STORED DATA -
PR #10224, opened 2017-04-18
[test] Add test for getaddednodeinfo

jimmysong:
Test adds a node and sees if it's in the getaddednodeinfo call

### DIFF
--- a/test/functional/net.py
+++ b/test/functional/net.py
@@ -7,15 +7,15 @@
 Tests correspond to code in rpc/net.cpp.
 """
 
-from decimal import Decimal
 import time
 
 from test_framework.test_framework import BitcoinTestFramework
-from test_framework.authproxy import JSONRPCException
 from test_framework.util import (
     assert_equal,
-    start_nodes,
+    assert_raises_jsonrpc,
     connect_nodes_bi,
+    p2p_port,
+    start_nodes,
 )
 
 
@@ -33,7 +33,7 @@ class NetTest(BitcoinTestFramework):
 
     def run_test(self):
         assert_equal(self.nodes[0].getnetworkinfo()['networkactive'], True)
-        assert_equal(self.nodes[0].getnetworkinfo()['connections'], 2) # bilateral connection
+        assert_equal(self.nodes[0].getnetworkinfo()['connections'], 2)
 
         self.nodes[0].setnetworkactive(False)
         assert_equal(self.nodes[0].getnetworkinfo()['networkactive'], False)
@@ -48,6 +48,19 @@ class NetTest(BitcoinTestFramework):
         connect_nodes_bi(self.nodes, 0, 1)
         assert_equal(self.nodes[0].getnetworkinfo()['networkactive'], True)
         assert_equal(self.nodes[0].getnetworkinfo()['connections'], 2)
+
+        # test getaddednodeinfo
+        assert_equal(self.nodes[0].getaddednodeinfo(), [])
+        # add a node (node2) to node0
+        ip_port = "127.0.0.1:{}".format(p2p_port(2))
+        self.nodes[0].addnode(ip_port, 'add')
+        # check that the node has indeed been added
+        added_nodes = self.nodes[0].getaddednodeinfo(ip_port)
+        assert_equal(len(added_nodes), 1)
+        assert_equal(added_nodes[0]['addednode'], ip_port)
+        # check that a non-existant node returns an error
+        assert_raises_jsonrpc(-24, "Node has not been added",
+                              self.nodes[0].getaddednodeinfo, '1.1.1.1')
 
 
 if __name__ == '__main__':


jonasschnelli:
Instead of creating a new test (which slightly slows down the CI/test process), you could add this to an existing test?

MarcoFalke:
Agree, we already have two scripts [[1]](https://github.com/bitcoin/bitcoin/pull/10077#issuecomment-290542590) for net.cpp tests. Choose one of them.

laanwj:
> Instead of creating a new test (which slightly slows down the CI/test process), you could add this to an existing test?

Yes it's sometimes hard to decide. On one hand, a small test granularity is better to quickly find specific problems based on what fails, on the other hand grouping tests together is better for performance.

jnewbery:
> On one hand, a small test granularity is better to quickly find specific problems based on what fails

This can also be achieved by structuring the sub-tests intelligently and making sure there are no dependencies between them (ie trying to avoid anything that carries state between the sub-tests), and adding plenty of logging so it's immediately obvious where the test failed.

+1 for adding this to an existing test script. Even better (in my opinion) if nodehandling.py and net.py can be merged into a single test script, but that's possibly more controversial.

jimmysong:
@laanwj @jonasschnelli @jnewbery @MarcoFalke Thanks for the feedback. I'll put this into another test.

jimmysong:
Test was put into net.py. Please let me know if there's anything else I need to do.

test/functional/net.py
```diff
@@ -13,9 +13,7 @@
 from test_framework.test_framework import BitcoinTestFramework
 from test_framework.authproxy import JSONRPCException
 from test_framework.util import (
-    assert_equal,
-    start_nodes,
-    connect_nodes_bi,
+    assert_equal, connect_nodes_bi, p2p_port, start_nodes,
```
MarcoFalke: git solves conflicts on a line basis, not word basis, so I'd prefer to keep those in separate lines to make it easier to solve merge conflicts (in case they pop up).

jimmysong: Fixed.

jimmysong:
@MarcoFalke Fixed the code review item.

test/functional/net.py
```diff
@@ -49,6 +50,15 @@ def run_test(self):
         assert_equal(self.nodes[0].getnetworkinfo()['networkactive'], True)
         assert_equal(self.nodes[0].getnetworkinfo()['connections'], 2)
 
+        # test getaddednodeinfo
+        # add a node (node2) to node0
+        ip_port = "127.0.0.1:{}".format(p2p_port(2))
+        peers = self.nodes[0].addnode(ip_port, 'add')
```
jnewbery: nit: no need to assign this unused `peers` variable.

I recommend you run flake8 over PRs to catch nits like this.

jnewbery (approved):
Tested ACK 61d949fa308f556aca0dda45eb38196164dfdbc5. It'd be great if you could add test cases for:

- running getaddednodeinfo before any nodes are added and asserting that an empty array is returned
- running getaddednodeinfo with an address that isn't an added node and asserting that bitcoind raises a JSONRPC error (use `assert_raises_jsonrpc()`)

Even without those tests, this improves coverage, so ACK.

test/functional/net.py
jimmysong: Good idea. Let me fix this and all the stuff you mentioned.

jimmysong:
@jnewbery changed per your suggestions.

jnewbery:
Tested ACK https://github.com/bitcoin/bitcoin/pull/10224/commits/7c8babebf24bc5b1000035f2c9d1fc73d40a5a15. Please squash commits before merge.

jimmysong:
@MarcoFalke once it's ready for merge, I'll squash.

jimmysong:
squashed and rebased

MarcoFalke:
utACK bc53752

test/functional/net.py
```diff
@@ -49,6 +49,19 @@ def run_test(self):
...
+        # add a node (node2) to node0
+        ip_port = "127.0.0.1:{}".format(p2p_port(2))
+        self.nodes[0].addnode(ip_port, 'add')
+        # check that the node has indeed been added
+        added_nodes = self.nodes[0].getaddednodeinfo(ip_port)
+        assert_equal(len(added_nodes), 1)
+        assert_equal(added_nodes[0]['addednode'], ip_port)
+        # check that a non-existant node returns an error
+        assert_raises_jsonrpc(-24, "Node has not been added",
+                              self.nodes[0].getaddednodeinfo, '1.1.1.1')
```
MarcoFalke: nit: No need to limit lines at 80 chars because some tool tells you so. We don't have a strict guideline about the maximum length, so feel free to use any length that makes sense. 120 might be a rough rule of thumb.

EXERCISE BRIEF - Please copy out each entry exactly as it appears above.

YOUR RESPONSE -
PR #10224, opened 2017-04-18
[test] Add test for getaddednodeinfo

jimmysong:
Test adds a node and sees if it's in the getaddednodeinfo call

### DIFF
--- a/test/functional/net.py
+++ b/test/functional/net.py
@@ -7,15 +7,15 @@
 Tests correspond to code in rpc/net.cpp.
 """
 
-from decimal import Decimal
 import time
 
 from test_framework.test_framework import BitcoinTestFramework
-from test_framework.authproxy import JSONRPCException
 from test_framework.util import (
     assert_equal,
-    start_nodes,
+    assert_raises_jsonrpc,
     connect_nodes_bi,
+    p2p_port,
+    start_nodes,
 )
 
 
@@ -33,7 +33,7 @@ class NetTest(BitcoinTestFramework):
 
     def run_test(self):
         assert_equal(self.nodes[0].getnetworkinfo()['networkactive'], True)
-        assert_equal(self.nodes[0].getnetworkinfo()['connections'], 2) # bilateral connection
+        assert_equal(self.nodes[0].getnetworkinfo()['connections'], 2)
 
         self.nodes[0].setnetworkactive(False)
         assert_equal(self.nodes[0].getnetworkinfo()['networkactive'], False)
@@ -48,6 +48,19 @@ class NetTest(BitcoinTestFramework):
         connect_nodes_bi(self.nodes, 0, 1)
         assert_equal(self.nodes[0].getnetworkinfo()['networkactive'], True)
         assert_equal(self.nodes[0].getnetworkinfo()['connections'], 2)
+
+        # test getaddednodeinfo
+        assert_equal(self.nodes[0].getaddednodeinfo(), [])
+        # add a node (node2) to node0
+        ip_port = "127.0.0.1:{}".format(p2p_port(2))
+        self.nodes[0].addnode(ip_port, 'add')
+        # check that the node has indeed been added
+        added_nodes = self.nodes[0].getaddednodeinfo(ip_port)
+        assert_equal(len(added_nodes), 1)
+        assert_equal(added_nodes[0]['addednode'], ip_port)
+        # check that a non-existant node returns an error
+        assert_raises_jsonrpc(-24, "Node has not been added",
+                              self.nodes[0].getaddednodeinfo, '1.1.1.1')
 
 
 if __name__ == '__main__':


jonasschnelli:
Instead of creating a new test (which slightly slows down the CI/test process), you could add this to an existing test?

MarcoFalke:
Agree, we already have two scripts [[1]](https://github.com/bitcoin/bitcoin/pull/10077#issuecomment-290542590) for net.cpp tests. Choose one of them.

laanwj:
> Instead of creating a new test (which slightly slows down the CI/test process), you could add this to an existing test?

Yes it's sometimes hard to decide. On one hand, a small test granularity is better to quickly find specific problems based on what fails, on the other hand grouping tests together is better for performance.

jnewbery:
> On one hand, a small test granularity is better to quickly find specific problems based on what fails

This can also be achieved by structuring the sub-tests intelligently and making sure there are no dependencies between them (ie trying to avoid anything that carries state between the sub-tests), and adding plenty of logging so it's immediately obvious where the test failed.

+1 for adding this to an existing test script. Even better (in my opinion) if nodehandling.py and net.py can be merged into a single test script, but that's possibly more controversial.

jimmysong:
@laanwj @jonasschnelli @jnewbery @MarcoFalke Thanks for the feedback. I'll put this into another test.

jimmysong:
Test was put into net.py. Please let me know if there's anything else I need to do.

test/functional/net.py
```diff
@@ -13,9 +13,7 @@
 from test_framework.test_framework import BitcoinTestFramework
 from test_framework.authproxy import JSONRPCException
 from test_framework.util import (
-    assert_equal,
-    start_nodes,
-    connect_nodes_bi,
+    assert_equal, connect_nodes_bi, p2p_port, start_nodes,
```
MarcoFalke: git solves conflicts on a line basis, not word basis, so I'd prefer to keep those in separate lines to make it easier to solve merge conflicts (in case they pop up).

jimmysong: Fixed.

jimmysong:
@MarcoFalke Fixed the code review item.

test/functional/net.py
```diff
@@ -49,6 +50,15 @@ def run_test(self):
         assert_equal(self.nodes[0].getnetworkinfo()['networkactive'], True)
         assert_equal(self.nodes[0].getnetworkinfo()['connections'], 2)
 
+        # test getaddednodeinfo
+        # add a node (node2) to node0
+        ip_port = "127.0.0.1:{}".format(p2p_port(2))
+        peers = self.nodes[0].addnode(ip_port, 'add')
```
jnewbery: nit: no need to assign this unused `peers` variable.

I recommend you run flake8 over PRs to catch nits like this.

jnewbery (approved):
Tested ACK 61d949fa308f556aca0dda45eb38196164dfdbc5. It'd be great if you could add test cases for:

- running getaddednodeinfo before any nodes are added and asserting that an empty array is returned
- running getaddednodeinfo with an address that isn't an added node and asserting that bitcoind raises a JSONRPC error (use `assert_raises_jsonrpc()`)

Even without those tests, this improves coverage, so ACK.

test/functional/net.py
jimmysong: Good idea. Let me fix this and all the stuff you mentioned.

jimmysong:
@jnewbery changed per your suggestions.

jnewbery:
Tested ACK https://github.com/bitcoin/bitcoin/pull/10224/commits/7c8babebf24bc5b1000035f2c9d1fc73d40a5a15. Please squash commits before merge.

jimmysong:
@MarcoFalke once it's ready for merge, I'll squash.

jimmysong:
squashed and rebased

MarcoFalke:
utACK bc53752

test/functional/net.py
```diff
@@ -49,6 +49,19 @@ def run_test(self):
...
+        # add a node (node2) to node0
+        ip_port = "127.0.0.1:{}".format(p2p_port(2))
+        self.nodes[0].addnode(ip_port, 'add')
+        # check that the node has indeed been added
+        added_nodes = self.nodes[0].getaddednodeinfo(ip_port)
+        assert_equal(len(added_nodes), 1)
+        assert_equal(added_nodes[0]['addednode'], ip_port)
+        # check that a non-existant node returns an error
+        assert_raises_jsonrpc(-24, "Node has not been added",
+                              self.nodes[0].getaddednodeinfo, '1.1.1.1')
```
MarcoFalke: nit: No need to limit lines at 80 chars because some tool tells you so. We don't have a strict guideline about the maximum length, so feel free to use any length that makes sense. 120 might be a rough rule of thumb.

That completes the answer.